> [REQUIRED ACTION] Read the records below. Copy each line where the string "supported" occurs.
[INFORMATION]
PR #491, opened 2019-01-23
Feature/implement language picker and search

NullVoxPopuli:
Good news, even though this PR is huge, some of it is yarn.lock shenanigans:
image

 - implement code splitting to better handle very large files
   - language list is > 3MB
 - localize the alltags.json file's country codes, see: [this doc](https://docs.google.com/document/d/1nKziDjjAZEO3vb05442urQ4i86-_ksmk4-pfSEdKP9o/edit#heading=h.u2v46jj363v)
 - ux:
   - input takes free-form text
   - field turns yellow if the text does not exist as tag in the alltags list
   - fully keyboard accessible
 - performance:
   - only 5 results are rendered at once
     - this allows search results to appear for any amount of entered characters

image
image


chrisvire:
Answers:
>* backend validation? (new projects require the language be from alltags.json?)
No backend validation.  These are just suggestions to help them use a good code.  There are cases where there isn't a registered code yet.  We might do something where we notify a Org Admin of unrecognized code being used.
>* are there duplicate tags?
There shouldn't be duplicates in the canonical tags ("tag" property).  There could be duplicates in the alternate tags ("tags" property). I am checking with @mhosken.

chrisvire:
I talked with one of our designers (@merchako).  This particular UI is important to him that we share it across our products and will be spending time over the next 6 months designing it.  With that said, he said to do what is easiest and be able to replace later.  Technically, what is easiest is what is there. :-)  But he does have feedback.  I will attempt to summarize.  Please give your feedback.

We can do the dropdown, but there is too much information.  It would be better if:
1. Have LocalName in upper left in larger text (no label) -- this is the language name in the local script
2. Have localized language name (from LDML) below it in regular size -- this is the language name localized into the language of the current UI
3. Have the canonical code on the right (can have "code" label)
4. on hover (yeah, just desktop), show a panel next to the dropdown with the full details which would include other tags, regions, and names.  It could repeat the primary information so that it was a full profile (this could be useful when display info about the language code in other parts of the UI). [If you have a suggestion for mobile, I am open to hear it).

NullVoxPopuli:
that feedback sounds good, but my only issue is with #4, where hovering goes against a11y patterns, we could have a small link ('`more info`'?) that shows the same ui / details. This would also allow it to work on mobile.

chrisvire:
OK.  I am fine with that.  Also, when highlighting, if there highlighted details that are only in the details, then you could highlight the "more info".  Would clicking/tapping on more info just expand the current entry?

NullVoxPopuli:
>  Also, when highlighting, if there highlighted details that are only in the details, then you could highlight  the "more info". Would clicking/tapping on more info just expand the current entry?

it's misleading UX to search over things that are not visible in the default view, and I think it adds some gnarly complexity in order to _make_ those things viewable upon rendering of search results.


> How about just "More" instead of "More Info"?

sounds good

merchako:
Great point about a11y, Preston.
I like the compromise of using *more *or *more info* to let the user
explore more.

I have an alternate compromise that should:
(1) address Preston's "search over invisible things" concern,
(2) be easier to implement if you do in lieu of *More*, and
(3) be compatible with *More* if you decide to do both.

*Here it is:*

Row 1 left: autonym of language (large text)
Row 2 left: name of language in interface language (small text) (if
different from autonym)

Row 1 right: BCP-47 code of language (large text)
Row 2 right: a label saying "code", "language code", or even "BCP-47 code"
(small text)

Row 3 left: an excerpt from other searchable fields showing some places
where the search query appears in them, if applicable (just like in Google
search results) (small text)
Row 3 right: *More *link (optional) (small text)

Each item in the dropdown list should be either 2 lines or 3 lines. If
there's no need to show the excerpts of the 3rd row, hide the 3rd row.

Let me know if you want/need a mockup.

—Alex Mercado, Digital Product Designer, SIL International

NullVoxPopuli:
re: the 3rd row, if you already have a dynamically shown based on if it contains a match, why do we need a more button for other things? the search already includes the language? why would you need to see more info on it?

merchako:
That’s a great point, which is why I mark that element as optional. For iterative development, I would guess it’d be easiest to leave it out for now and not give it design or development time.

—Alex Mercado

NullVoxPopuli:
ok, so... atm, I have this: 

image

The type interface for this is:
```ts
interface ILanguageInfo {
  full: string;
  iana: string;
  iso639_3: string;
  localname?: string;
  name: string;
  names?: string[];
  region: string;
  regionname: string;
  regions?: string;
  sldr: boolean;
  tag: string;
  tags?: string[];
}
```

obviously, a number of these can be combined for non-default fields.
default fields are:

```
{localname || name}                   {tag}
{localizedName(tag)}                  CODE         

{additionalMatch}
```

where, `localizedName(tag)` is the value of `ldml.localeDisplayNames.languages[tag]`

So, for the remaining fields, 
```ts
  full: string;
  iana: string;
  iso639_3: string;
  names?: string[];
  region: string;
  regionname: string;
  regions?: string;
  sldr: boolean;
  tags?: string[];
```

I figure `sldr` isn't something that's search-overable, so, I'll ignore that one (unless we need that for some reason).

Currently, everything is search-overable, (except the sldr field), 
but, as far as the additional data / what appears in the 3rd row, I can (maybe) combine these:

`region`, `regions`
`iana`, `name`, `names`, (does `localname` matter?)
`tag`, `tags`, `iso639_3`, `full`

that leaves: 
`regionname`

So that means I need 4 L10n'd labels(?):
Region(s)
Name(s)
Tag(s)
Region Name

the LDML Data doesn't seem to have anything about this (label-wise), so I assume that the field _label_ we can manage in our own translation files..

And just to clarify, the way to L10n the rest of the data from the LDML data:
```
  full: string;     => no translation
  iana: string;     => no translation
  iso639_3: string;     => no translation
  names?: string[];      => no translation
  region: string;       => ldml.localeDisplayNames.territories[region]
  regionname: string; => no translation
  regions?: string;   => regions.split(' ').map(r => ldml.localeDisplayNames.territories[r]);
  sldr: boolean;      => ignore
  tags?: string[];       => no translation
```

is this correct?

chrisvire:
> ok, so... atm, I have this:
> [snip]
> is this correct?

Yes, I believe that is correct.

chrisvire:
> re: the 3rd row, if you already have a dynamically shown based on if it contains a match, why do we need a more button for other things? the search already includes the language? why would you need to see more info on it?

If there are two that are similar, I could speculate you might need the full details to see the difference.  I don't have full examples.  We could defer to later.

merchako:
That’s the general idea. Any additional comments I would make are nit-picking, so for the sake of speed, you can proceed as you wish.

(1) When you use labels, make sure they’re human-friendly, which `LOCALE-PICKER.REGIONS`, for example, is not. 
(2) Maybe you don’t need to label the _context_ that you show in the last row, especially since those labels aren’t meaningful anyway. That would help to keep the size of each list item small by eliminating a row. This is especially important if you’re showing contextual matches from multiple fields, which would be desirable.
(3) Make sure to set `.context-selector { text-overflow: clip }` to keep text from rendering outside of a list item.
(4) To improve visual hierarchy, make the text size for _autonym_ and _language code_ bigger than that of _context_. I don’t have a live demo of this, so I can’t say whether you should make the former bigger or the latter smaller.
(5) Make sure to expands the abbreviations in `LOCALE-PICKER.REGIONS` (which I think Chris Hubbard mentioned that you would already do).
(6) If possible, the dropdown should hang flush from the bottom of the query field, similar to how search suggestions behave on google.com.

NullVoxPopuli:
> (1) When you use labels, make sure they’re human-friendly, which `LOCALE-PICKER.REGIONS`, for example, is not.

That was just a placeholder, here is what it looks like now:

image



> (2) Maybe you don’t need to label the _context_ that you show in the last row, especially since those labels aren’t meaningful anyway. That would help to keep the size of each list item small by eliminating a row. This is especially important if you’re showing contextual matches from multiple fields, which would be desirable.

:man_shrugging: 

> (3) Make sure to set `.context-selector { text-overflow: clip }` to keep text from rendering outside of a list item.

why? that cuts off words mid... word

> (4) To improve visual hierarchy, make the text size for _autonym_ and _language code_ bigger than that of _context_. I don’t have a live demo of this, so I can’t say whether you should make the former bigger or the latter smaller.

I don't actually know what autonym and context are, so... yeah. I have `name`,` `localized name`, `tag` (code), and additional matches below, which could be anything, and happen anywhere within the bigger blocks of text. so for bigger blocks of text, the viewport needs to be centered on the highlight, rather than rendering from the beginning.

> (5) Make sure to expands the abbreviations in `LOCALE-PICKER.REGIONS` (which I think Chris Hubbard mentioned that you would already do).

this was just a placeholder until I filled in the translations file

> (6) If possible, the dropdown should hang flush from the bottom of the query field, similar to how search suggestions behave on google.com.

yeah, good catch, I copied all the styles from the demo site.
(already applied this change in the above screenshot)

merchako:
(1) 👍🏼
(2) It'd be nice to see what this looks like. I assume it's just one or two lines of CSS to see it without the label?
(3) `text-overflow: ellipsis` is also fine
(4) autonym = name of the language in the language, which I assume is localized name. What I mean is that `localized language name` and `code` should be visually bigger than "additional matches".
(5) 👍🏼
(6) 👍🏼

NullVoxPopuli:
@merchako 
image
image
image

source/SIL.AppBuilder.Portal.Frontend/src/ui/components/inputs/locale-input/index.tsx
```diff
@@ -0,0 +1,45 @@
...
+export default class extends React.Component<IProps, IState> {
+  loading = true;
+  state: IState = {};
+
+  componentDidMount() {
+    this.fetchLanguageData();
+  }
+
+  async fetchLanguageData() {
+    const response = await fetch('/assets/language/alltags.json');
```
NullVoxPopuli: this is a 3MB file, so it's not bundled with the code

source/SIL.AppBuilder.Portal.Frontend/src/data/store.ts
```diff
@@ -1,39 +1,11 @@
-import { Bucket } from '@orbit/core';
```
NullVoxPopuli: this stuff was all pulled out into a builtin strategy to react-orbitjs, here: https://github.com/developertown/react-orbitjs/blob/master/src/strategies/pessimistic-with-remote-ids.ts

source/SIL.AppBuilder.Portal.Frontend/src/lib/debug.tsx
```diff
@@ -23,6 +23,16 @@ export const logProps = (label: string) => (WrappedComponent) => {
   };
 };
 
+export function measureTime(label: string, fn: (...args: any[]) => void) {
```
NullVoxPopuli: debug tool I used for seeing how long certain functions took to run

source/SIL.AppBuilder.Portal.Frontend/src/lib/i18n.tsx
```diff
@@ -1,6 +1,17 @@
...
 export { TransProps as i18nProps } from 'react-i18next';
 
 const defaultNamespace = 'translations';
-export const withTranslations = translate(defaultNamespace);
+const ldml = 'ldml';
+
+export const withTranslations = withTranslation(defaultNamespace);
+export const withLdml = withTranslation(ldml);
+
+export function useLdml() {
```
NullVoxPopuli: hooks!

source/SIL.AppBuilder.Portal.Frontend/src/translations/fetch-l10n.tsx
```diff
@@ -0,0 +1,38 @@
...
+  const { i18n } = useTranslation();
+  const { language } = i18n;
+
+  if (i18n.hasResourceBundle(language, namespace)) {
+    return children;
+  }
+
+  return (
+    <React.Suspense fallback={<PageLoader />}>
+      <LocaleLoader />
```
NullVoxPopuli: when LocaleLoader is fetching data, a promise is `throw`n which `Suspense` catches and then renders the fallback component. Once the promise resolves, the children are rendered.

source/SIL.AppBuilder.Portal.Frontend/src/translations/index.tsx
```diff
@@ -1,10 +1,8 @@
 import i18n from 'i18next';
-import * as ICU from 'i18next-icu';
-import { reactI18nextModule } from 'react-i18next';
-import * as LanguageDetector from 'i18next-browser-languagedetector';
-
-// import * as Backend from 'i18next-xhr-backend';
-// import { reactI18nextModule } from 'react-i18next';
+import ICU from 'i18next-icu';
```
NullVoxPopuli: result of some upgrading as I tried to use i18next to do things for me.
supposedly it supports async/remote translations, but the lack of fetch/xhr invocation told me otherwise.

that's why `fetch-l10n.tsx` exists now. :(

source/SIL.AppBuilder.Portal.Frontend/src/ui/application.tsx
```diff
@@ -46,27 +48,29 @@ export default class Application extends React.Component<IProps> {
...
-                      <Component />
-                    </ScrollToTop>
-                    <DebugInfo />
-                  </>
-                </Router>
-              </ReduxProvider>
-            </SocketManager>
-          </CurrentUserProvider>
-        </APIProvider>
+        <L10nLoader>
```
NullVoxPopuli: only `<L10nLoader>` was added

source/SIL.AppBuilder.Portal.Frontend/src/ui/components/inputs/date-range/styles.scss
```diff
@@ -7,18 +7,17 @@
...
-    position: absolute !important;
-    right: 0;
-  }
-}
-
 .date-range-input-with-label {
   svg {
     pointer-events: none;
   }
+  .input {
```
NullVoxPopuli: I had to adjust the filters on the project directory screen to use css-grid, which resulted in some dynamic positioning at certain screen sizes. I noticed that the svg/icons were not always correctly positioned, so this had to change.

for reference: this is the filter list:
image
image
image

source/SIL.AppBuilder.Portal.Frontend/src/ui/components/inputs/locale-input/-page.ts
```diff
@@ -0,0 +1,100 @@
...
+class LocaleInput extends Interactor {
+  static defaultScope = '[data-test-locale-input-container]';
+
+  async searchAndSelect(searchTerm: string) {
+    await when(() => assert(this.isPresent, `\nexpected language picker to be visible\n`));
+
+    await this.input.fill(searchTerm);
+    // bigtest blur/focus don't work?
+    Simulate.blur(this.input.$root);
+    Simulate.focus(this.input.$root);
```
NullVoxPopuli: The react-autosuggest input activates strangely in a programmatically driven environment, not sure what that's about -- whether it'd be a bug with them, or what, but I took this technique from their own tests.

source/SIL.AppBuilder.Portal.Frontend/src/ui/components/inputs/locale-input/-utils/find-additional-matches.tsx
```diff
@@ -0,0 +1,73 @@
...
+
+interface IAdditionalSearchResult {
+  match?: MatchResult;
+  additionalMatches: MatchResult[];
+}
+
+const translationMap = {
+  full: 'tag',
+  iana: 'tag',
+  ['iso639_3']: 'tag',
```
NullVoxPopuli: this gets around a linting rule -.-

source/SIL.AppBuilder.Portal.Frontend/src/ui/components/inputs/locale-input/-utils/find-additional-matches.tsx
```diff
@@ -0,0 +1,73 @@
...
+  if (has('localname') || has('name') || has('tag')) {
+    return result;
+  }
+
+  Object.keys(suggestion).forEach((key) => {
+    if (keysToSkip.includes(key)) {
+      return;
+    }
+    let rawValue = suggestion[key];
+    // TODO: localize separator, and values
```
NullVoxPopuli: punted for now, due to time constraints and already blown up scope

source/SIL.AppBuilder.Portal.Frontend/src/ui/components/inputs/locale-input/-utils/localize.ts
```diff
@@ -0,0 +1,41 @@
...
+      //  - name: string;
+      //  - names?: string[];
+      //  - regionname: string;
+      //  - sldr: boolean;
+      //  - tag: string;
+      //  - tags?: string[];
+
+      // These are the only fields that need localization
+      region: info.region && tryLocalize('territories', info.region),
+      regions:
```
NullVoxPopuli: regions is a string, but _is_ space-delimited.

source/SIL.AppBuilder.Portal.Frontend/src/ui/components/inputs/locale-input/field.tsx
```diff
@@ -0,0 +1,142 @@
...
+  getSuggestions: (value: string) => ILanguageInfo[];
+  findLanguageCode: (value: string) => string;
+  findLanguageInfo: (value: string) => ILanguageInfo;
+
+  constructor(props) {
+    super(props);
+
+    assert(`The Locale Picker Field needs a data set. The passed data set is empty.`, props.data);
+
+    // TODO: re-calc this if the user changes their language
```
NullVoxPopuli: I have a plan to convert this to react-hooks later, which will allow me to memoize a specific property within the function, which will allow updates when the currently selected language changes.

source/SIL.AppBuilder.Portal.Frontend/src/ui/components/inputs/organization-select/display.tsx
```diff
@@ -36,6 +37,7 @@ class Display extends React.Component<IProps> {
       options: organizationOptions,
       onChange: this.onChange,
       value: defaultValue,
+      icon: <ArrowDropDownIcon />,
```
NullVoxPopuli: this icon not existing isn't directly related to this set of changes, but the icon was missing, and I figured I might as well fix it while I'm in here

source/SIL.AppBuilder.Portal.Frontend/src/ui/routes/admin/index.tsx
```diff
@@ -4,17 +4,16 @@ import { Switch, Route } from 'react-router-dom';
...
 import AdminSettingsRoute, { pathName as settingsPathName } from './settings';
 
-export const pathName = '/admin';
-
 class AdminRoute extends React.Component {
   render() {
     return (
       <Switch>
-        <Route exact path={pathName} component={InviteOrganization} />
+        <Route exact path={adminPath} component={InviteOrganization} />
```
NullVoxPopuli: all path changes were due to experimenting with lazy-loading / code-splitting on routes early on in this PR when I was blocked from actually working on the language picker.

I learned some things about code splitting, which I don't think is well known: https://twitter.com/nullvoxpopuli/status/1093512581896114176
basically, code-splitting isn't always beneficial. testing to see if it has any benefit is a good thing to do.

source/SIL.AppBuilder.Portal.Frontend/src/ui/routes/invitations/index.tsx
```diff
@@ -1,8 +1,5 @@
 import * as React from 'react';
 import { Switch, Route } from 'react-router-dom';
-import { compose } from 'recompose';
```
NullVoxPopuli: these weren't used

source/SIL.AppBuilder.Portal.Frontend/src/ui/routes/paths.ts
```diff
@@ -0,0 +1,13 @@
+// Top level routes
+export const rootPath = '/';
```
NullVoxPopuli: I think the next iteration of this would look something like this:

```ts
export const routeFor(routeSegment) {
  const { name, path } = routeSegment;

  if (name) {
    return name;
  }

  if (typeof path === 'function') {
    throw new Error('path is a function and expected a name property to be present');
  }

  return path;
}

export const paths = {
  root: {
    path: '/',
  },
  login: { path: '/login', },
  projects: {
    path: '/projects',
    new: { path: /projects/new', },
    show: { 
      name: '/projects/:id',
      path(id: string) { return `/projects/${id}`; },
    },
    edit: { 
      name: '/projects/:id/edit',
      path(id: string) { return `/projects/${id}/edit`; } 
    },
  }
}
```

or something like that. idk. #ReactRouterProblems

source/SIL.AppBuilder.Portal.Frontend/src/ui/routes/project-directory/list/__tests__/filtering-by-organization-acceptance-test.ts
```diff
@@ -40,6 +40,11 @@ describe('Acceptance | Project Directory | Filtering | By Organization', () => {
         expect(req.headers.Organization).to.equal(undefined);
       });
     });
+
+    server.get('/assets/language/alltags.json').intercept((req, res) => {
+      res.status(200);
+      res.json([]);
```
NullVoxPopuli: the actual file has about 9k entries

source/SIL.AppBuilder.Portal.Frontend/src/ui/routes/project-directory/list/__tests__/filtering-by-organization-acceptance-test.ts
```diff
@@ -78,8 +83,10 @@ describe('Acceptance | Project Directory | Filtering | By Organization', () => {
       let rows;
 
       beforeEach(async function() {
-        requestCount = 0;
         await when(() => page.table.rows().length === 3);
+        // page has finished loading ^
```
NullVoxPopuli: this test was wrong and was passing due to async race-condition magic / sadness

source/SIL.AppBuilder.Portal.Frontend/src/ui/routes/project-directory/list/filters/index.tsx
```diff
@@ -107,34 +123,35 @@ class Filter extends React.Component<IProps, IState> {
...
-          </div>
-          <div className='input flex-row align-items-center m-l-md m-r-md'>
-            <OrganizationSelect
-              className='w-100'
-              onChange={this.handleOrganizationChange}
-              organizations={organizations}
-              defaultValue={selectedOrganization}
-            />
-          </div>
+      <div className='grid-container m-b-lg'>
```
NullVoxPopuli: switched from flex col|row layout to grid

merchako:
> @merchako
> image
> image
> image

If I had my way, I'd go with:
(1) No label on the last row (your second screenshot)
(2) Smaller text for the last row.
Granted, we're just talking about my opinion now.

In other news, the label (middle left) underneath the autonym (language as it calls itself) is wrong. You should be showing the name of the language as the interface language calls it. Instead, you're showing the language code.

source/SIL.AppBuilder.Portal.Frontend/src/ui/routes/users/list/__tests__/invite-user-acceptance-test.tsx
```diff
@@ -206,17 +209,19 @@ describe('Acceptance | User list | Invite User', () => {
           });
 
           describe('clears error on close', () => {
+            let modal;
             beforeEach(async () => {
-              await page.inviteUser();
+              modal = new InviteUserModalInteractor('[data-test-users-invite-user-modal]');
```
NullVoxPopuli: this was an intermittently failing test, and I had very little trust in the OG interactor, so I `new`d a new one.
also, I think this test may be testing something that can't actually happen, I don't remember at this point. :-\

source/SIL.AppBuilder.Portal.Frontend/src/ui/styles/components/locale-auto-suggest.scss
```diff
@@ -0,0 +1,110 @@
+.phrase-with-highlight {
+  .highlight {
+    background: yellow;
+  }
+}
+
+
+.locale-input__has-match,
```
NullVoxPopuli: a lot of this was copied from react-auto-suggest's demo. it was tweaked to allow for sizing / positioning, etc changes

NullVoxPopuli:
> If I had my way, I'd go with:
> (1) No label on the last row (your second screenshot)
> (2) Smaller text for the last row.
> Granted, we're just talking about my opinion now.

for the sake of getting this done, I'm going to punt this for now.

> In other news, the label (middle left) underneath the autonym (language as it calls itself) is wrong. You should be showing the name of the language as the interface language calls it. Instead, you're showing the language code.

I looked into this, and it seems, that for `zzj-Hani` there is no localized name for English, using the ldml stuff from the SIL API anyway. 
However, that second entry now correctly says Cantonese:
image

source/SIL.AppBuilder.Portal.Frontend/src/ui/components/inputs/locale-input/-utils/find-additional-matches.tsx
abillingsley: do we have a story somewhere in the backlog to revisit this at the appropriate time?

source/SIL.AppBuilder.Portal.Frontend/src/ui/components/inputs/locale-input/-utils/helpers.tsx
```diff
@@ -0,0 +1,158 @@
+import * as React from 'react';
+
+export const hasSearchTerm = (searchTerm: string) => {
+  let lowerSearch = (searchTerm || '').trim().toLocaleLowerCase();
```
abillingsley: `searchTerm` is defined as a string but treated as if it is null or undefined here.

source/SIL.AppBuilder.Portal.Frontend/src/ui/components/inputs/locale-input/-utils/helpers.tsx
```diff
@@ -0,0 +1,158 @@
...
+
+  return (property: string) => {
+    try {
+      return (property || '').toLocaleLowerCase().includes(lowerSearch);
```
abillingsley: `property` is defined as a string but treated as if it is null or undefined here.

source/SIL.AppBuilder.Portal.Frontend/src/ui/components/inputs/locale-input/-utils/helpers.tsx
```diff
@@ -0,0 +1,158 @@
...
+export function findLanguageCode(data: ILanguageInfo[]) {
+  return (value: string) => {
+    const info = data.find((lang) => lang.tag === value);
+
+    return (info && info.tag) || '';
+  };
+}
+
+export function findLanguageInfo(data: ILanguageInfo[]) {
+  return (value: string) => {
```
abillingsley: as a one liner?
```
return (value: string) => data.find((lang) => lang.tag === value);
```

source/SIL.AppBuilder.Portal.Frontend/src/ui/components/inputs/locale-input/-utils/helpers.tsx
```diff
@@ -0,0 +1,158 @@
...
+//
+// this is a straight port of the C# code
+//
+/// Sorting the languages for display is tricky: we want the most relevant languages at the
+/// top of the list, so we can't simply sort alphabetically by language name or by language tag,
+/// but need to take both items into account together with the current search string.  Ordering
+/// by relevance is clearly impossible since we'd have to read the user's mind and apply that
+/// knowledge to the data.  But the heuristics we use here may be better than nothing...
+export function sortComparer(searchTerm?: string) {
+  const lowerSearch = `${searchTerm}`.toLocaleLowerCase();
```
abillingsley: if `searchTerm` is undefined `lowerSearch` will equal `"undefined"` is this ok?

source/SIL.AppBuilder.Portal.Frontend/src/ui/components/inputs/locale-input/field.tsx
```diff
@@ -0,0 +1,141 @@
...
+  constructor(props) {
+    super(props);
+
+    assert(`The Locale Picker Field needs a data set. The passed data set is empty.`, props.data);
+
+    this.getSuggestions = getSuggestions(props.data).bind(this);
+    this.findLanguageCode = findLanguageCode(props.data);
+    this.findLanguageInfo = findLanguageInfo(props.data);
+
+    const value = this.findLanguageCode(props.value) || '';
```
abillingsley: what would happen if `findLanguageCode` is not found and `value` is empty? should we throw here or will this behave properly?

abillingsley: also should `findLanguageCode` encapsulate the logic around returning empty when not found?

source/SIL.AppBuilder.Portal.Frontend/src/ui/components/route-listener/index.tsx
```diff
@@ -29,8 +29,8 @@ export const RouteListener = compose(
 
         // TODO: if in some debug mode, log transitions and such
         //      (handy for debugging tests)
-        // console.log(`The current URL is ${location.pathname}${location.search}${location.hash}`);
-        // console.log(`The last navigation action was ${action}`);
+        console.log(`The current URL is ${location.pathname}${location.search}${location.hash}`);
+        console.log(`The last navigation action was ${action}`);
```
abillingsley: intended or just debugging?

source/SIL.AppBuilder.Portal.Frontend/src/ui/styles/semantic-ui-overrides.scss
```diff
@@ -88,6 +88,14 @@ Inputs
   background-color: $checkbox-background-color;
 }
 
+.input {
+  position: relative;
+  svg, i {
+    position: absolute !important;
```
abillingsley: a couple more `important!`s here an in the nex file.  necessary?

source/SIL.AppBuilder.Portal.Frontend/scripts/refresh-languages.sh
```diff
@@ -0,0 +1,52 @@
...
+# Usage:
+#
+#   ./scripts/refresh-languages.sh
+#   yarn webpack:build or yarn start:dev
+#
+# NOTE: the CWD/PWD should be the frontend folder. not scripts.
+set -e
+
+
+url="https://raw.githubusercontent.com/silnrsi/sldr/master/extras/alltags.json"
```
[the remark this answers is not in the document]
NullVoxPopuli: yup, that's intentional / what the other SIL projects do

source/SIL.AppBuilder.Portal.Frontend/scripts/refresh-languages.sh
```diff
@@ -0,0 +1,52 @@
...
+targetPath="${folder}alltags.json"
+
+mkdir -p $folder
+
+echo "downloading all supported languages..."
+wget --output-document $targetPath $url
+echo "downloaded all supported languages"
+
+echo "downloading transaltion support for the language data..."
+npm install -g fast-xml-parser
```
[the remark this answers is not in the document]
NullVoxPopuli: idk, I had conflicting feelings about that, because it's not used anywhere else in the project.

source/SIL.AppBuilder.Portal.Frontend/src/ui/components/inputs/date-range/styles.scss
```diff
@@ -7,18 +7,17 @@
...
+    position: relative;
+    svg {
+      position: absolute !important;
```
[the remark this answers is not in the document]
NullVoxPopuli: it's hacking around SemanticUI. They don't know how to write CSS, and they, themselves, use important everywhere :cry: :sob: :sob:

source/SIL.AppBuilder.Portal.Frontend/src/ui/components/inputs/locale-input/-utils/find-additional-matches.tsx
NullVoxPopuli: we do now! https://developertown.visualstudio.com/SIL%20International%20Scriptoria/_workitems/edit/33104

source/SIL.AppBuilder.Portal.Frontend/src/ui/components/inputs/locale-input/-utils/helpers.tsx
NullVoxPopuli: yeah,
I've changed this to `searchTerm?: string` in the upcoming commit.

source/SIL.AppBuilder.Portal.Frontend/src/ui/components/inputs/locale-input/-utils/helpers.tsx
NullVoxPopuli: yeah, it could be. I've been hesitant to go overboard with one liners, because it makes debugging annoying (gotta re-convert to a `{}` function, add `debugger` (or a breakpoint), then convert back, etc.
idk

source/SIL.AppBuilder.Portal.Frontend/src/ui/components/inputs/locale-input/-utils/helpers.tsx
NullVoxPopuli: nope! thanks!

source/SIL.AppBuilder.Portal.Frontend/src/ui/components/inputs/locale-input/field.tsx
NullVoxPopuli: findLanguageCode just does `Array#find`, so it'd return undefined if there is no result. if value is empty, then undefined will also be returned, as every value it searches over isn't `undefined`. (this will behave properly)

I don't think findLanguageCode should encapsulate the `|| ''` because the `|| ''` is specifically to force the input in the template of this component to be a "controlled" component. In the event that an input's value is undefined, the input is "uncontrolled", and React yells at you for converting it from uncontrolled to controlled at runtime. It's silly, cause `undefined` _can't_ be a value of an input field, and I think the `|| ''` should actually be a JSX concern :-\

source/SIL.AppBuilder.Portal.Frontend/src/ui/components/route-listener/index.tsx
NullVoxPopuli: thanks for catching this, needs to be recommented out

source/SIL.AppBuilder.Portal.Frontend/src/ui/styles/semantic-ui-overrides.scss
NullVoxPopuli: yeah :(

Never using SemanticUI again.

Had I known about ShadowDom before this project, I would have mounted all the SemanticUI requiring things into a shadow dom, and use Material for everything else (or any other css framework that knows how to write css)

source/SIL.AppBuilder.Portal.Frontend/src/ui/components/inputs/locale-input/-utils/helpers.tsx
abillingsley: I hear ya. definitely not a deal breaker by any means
[/INFORMATION]
> [YOUR SOLUTION]
+echo "downloading all supported languages..."
+echo "downloaded all supported languages"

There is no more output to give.